Appell an den Bundeskanzler
Um den Betroffenen langwierige Gerichtsverfahren zu ersparen, appelliert der Verbraucherschutzverein (VSV) an Bundeskanzler Sebastian Kurz (ÖVP), eine zeitnahe Aufarbeitung der Problematik und vor allem eine raschere Lösung zu ermöglichen. "Man möchte nicht zehn Jahre lang aufarbeiten", stellte VSV-Obmann Peter Kolba klar.
Statt langwierige Amtshaftungsverfahren gegen die Republik für - so der Vorwurf seitens der Verbraucherschutzorganisation - schuldhaftes Behördenversagen zu verfolgen, sollte Kurz einen "Runden Tisch" mit den zuständigen Ministern, der Tiroler Landesregierung und den Gemeinden einberufen. Der VSV unterstellt den lokalen Behörden in Tirol und den verantwortlichen Politikern auf Bundesebene schwere Fehler beim Pandemie-Management in den Tiroler Skigebieten in den Monaten Februar und März 2020.
In einem offenen Brief wird Kurz ersucht, "diese Sache in die Hand zu nehmen". Wörtlich heißt es: "Es wäre für den Ruf von Österreich als Tourismusland in der Welt und für Tirol ebenso hilfreich wie für die vielen Geschädigten, die auf ein Einbekenntnis der Fehler, eine Entschuldigung und Schadenersatz warten."
Vorwürfe an Behörden
Journalist Sebastian Reinfeld berichtet außerdem über die Vorwürfe an die Behörden. Die Hotels in Ischgl hätten weiterhin offen gehabt, obwohl sie bereits von Infektionen wussten.
Man habe Bars zu spät geschlossen und auch das Ausreisemanagement sei nicht organisiert gewesen. Das habe alles zu der raschen Verbreitung des Virus in Europa gesorgt. Reinfeld spricht über Dilettantismus der Beteiligten.

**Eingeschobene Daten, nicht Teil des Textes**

Issue #893, opened 2024-03-19
SANY handles operator precedence incorrectly with the negative prefix operator


ahelwer:
Regardless of operator precedence values, there is no parse ambiguity when an infix operator has a prefix operator on its right hand side:
```tla
---- MODULE Test ----
ASSUME A & ~B
====
```
For all prefix operators except for negative, SANY follows this rule. The precedence range of the negative prefix operator is 12-12. Every infix operator of precedence 13 or greater (about a quarter of them) will generate a parse conflict where there should not be one; for example:
```tla
---- MODULE Test ----
ASSUME A & -B
====
```
There is no parse ambiguity here and yet SANY outputs a parse error:
```
****** SANY2 Version 2.2 created 08 July 2020

Parsing file /home/ahelwer/src/tlaplus/java-tools/tlatools/org.lamport.tlatools/Test.tla
Beginning Module definition
Beginning Begin module
Ending Begin module
Beginning Extends
Ending Extends
Beginning Module body
Beginning Definition
Beginning Identifier LHS
Ending Identifier LHS
Beginning Expression
Beginning ExtendableExpr
Beginning Primitive expression
Ending Primitive expression
Beginning Infix Op
Ending Infix Op
Beginning Infix Op
Ending Infix Op
***Parse Error***

  Precedence conflict between ops & in block line 2, col 9 to line 2, col 9 of module Test and -..

Residual stack trace follows:
ExtendableExpr starting at line 2, column 7.
Expression starting at line 2, column 7.
Definition starting at line 2, column 1.
Module body starting at line 2, column 1.
Module definition starting at line 1, column 1.


Fatal errors while parsing TLA+ spec in file Test.tla

tla2sany.semantic.AbortException
*** Abort messages: 1

In module Test

Could not parse module Test from file Test.tla
```
I assume this is because SANY special-cases the negative prefix operator due to its alternative `-.` symbol-only presentation (for example, it shows up as "minus" in prefix op expressions in the parse tree) so the logic handling these types of expressions are different than with other prefix operators.

ahelwer:
The changes in #1129 and @lemmy's suggestion to use JUnit's Assume functionality reveal that this bug doesn't manifest in all 121 test cases where negative is the rightmost operator; instead, it only manifests in these twenty expressions:
1. `A & - B`
2. `A && - B`
3. `A \odot - B`
4. `A (.) - B`
5. `A \oslash - B`
6. `A (/) - B`
7. `A \otimes - B`
[...]

Issue #892, opened 2024-03-19
Incorrect operator precedences in either documentation or SANY


ahelwer:
SANY draws operator precedence and associativity values from a string DSL that it parses living [here](https://github.com/tlaplus/tlaplus/blob/069738ed892c2adcb056db536470d0b0050f3e17/tlatools/org.lamport.tlatools/src/tla2sany/configuration/ConfigConstants.java#L74). The ["Summary of TLA" PDF](https://lamport.azurewebsites.net/tla/summary-standalone.pdf) documents these precedence & associativity values in a human-readable form on page 7. There are several prefix operators where these numbers do not match:

| Operator | SANY | Docs |
|-------------|----------|--------|
| SUBSET | 10-13 | 8-8 |
| UNION | 10-13 | 8-8 |
| DOMAIN | 10-13 | 9-9 |

Either SANY is wrong or the documentation is wrong. Probably the documentation, because I assume we don't want to change these values in SANY for backward compatibility reasons.

ahelwer:
Closing this because it's an issue with the documentation; I'll email Leslie about it.

Issue #891, opened 2024-03-18
Proposed refactoring goal: remove all static global variables


ahelwer:
The tools use static global variables in quite a few places. I've personally encountered them both in the very front end of TLC when reading & setting command line parameter values for the model check run, and way down in the core of SANY which requires some static initialization.

I hope I don't have to write too many words on why static global variables are bad to form a consensus on why we should want to remove them, but just as a concrete example it recently took me three days of painstaking debugging to figure out I had to call [these two functions](https://github.com/tlaplus/tlaplus/blob/069738ed892c2adcb056db536470d0b0050f3e17/tlatools/org.lamport.tlatools/test/tla2sany/ParseCorpusTest.java#L44-L45) in order to initialize the SANY parser so I could call it directly and have parsing succeed. That was a lot of energy that could have been better directed toward other things, and I anticipate having to expend similar quantities of time & energy to do testing or development on other parts of the codebase. It is simply much, much easier to write tests for things when you can just call a function and don't have to perform some weird incantation first, and don't have to worry about resetting some global state in between tests. For example, it is not possible to run TLC twice within the same JUnit test. At one point in 2020 I hacked together some Java classloader code to unload then load the tlatools jar on request to reset the global state, but it barely worked.

We can broadly split this problem into two categories with some overlap:

1. Static global variables that are used as invisible parameters affecting the behavior of functions far down the stack. These should be extracted & encapsulated into context objects that are propagated down to whatever function consumes them, and the lifecycle of the context object should be managed by the top-level calling function.
2. Static initialization of datastructures requiring you to call several other "incantation" functions before a target function will work as expected. The code in these incantation functions should be moved into `static` blocks that are automatically executed once when the tlatools jar is loaded, or moved into a constructor which must be called before the target function can be accessed.

I understand there is not a great appetite for refactoring in and of itself here, but this particular type of refactoring I believe should be supported and prioritized because of its multiplicative effect on the ease of all other codebase development. What does everybody think?

lemmy:
Addendum: Leslie Lamport and Simon Zambrowski attempted a similar refactoring a decade ago and gave up  because it turned into a time sink.

ahelwer:
Certainly any such refactoring would be incremental and probably take several years to complete across many PRs.

Calvin-L:
I am very much in favor.

[...]

PR #894, opened 2024-03-19
Test operator precedence & associativity parsing

ahelwer:
These tests exhaustively check all pairwise interactions of infix, prefix, and postfix operator symbols. 10,000 parse inputs are checked in approximately one second. These tests found the following two bugs:
- #892
- #893

They serve as a solid basis for near-future work changing the SANY initialization process to not use a JavaCC-generated "Configuration" grammar to parse a string to load all the operator details into itself, which will also facilitate some work on #891.

There is no risk to approving these changes as it is only unit test code.


lemmy (approved):

ahelwer:
@lemmy it would also be useful to have this in the main branch for further PRs.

Obmann Kolba erhebt zudem schwere Vorwürfe gegen Bundeskanzler Sebastian Kurz. Beim Ausreisemanagement sei Kurz derjenige, der das Chaos herbeigeführt habe. Er habe Maßnahmen bereits verkündet, obwohl sie rechtlich noch nicht Kraft waren. Kurz habe durch die Ankündigung eine "unmögliche Situation" für die Polizisten vor Ort geschaffen. Der VSV will deshalb in Wien die Bundesrepublik klagen.
Laut Kolba stehe man an einem Scheidepunkt. Weitere Musterprozesse seien geplant. Der bessere Weg sei ein runder Tisch, um "dort Fehler zuzugeben, sich dort klar und ohne Wenn und Aber zu entschuldigen" und den Geschädigten Schadenersatz anzubieten.
Kolbas Darstellung zufolge hätten die Verantwortlichen zu spät und nicht umfassend genug auf den Ausbruch des Coronavirus in Ischgl reagiert. Vom Tiroler Wintersportort wurde das Corona-Virus in 45 Staaten getragen.
VSV hat "kein Vertrauen" in Innsbrucker Anklagebehörde
Ich habe kein Vertrauen, dass die Staatsanwaltschaft Innsbruck effizient und ernstlich daran arbeitet, die Verantwortlichen für die schweren Fehler bei der Bekämpfung der Pandemie ausfindig zu machen und anzuklagen," stellte VSV-Obmann Peter Kolba im Rahmen der Pressekonferenz fest. Man konzentriere sich daher nunmehr darauf, "in Musterprozessen in Wien - und damit abseits von Tiroler Netzwerken - die Verantwortung festzumachen und Schadenersatz für Opfer durchzusetzen".
Die vier Amtshaftungsklagen gegen die Republik Österreich begründet der Verbraucherschutzverband (VSV) mit behauptetem Behördenversagen im Zusammenhang mit den Maßnahmen gegen den Ausbruch der Corona-Pandemie in Ischgl und anderen Tiroler Wintersportorten. Das Versagen von Organen war nach Ansicht des VSV schuldhaft und - da es Organträgern unterlief - dem Staat zurechenbar. Die Finanzprokuratur als Rechtsvertreter des Bundes habe das "Angebot für Gespräche ignoriert", daher habe man die Stellungnahme der Finanzprokuratur zu den vier auf Schadenersatz gerichteten Klagen nicht abgewartet, sondern diese gleich bei Gericht eingebracht erläuterte der VSV.